→ **Your task**
Each line that contains "https" needs to be copied from the listing.
=====
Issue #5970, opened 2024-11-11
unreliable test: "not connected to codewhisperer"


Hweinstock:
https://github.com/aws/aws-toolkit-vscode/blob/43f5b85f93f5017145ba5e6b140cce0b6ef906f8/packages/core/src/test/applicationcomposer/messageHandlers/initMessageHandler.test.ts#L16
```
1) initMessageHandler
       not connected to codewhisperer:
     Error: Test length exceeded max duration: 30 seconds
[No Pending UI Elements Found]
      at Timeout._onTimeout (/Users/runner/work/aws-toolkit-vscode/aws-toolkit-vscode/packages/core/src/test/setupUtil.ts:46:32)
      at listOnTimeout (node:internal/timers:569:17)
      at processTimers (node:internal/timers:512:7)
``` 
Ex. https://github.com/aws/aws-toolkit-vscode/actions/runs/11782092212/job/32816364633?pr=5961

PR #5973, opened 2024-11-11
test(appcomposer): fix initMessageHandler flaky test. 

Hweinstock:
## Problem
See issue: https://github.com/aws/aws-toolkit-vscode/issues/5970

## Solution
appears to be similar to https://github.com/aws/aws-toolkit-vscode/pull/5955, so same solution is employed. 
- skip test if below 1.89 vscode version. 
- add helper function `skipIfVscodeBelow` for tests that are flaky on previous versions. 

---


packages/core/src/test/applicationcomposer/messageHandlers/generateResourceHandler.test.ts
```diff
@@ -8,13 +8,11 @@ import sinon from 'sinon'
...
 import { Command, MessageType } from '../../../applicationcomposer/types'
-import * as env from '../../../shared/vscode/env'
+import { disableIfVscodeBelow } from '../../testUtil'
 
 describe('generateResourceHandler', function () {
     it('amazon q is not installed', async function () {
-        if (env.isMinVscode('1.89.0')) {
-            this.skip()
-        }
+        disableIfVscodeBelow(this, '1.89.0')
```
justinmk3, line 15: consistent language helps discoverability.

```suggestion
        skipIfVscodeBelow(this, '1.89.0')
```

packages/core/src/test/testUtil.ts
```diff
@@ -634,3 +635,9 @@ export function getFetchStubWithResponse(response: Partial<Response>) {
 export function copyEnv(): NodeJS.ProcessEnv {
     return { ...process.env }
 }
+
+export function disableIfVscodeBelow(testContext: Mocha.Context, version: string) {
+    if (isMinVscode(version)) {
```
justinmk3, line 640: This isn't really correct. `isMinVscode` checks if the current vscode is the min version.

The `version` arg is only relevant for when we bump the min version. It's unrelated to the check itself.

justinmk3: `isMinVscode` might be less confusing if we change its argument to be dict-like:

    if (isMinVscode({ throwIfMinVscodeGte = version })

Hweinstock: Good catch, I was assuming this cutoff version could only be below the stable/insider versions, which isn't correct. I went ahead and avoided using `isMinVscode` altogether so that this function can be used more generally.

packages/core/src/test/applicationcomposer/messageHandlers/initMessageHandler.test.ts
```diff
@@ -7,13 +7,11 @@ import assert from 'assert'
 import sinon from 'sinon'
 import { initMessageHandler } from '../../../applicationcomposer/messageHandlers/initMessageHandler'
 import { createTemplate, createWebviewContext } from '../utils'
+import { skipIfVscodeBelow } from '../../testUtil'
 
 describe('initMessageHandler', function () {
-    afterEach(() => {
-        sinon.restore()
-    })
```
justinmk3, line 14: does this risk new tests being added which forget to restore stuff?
=====
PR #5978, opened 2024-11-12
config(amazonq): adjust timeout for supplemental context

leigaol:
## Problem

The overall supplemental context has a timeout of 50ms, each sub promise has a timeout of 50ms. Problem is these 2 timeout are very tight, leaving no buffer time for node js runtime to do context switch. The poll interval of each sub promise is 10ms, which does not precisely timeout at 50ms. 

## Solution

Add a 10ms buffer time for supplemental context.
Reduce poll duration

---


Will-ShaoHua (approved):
=====
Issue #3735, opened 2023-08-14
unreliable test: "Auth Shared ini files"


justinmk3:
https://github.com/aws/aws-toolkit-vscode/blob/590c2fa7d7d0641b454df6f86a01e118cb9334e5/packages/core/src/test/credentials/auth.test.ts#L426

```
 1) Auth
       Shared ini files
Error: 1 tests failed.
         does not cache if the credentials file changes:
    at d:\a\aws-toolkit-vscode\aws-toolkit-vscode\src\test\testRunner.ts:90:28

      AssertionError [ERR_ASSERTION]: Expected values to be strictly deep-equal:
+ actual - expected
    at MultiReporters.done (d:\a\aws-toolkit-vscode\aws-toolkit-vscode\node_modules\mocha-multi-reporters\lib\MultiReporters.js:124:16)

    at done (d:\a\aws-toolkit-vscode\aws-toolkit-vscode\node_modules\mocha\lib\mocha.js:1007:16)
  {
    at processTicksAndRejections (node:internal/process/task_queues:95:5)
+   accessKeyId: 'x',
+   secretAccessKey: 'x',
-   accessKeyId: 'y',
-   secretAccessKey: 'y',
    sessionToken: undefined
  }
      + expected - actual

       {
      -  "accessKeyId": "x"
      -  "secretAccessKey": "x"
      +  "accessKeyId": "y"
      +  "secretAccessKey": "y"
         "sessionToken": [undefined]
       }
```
=====
→ **Response for this exercise**
https://github.com/aws/aws-toolkit-vscode/blob/43f5b85f93f5017145ba5e6b140cce0b6ef906f8/packages/core/src/test/applicationcomposer/messageHandlers/initMessageHandler.test.ts#L16
Ex. https://github.com/aws/aws-toolkit-vscode/actions/runs/11782092212/job/32816364633?pr=5961
See issue: https://github.com/aws/aws-toolkit-vscode/issues/5970
appears to be similar to https://github.com/aws/aws-toolkit-vscode/pull/5955, so same solution is employed. 
https://github.com/aws/aws-toolkit-vscode/blob/590c2fa7d7d0641b454df6f86a01e118cb9334e5/packages/core/src/test/credentials/auth.test.ts#L426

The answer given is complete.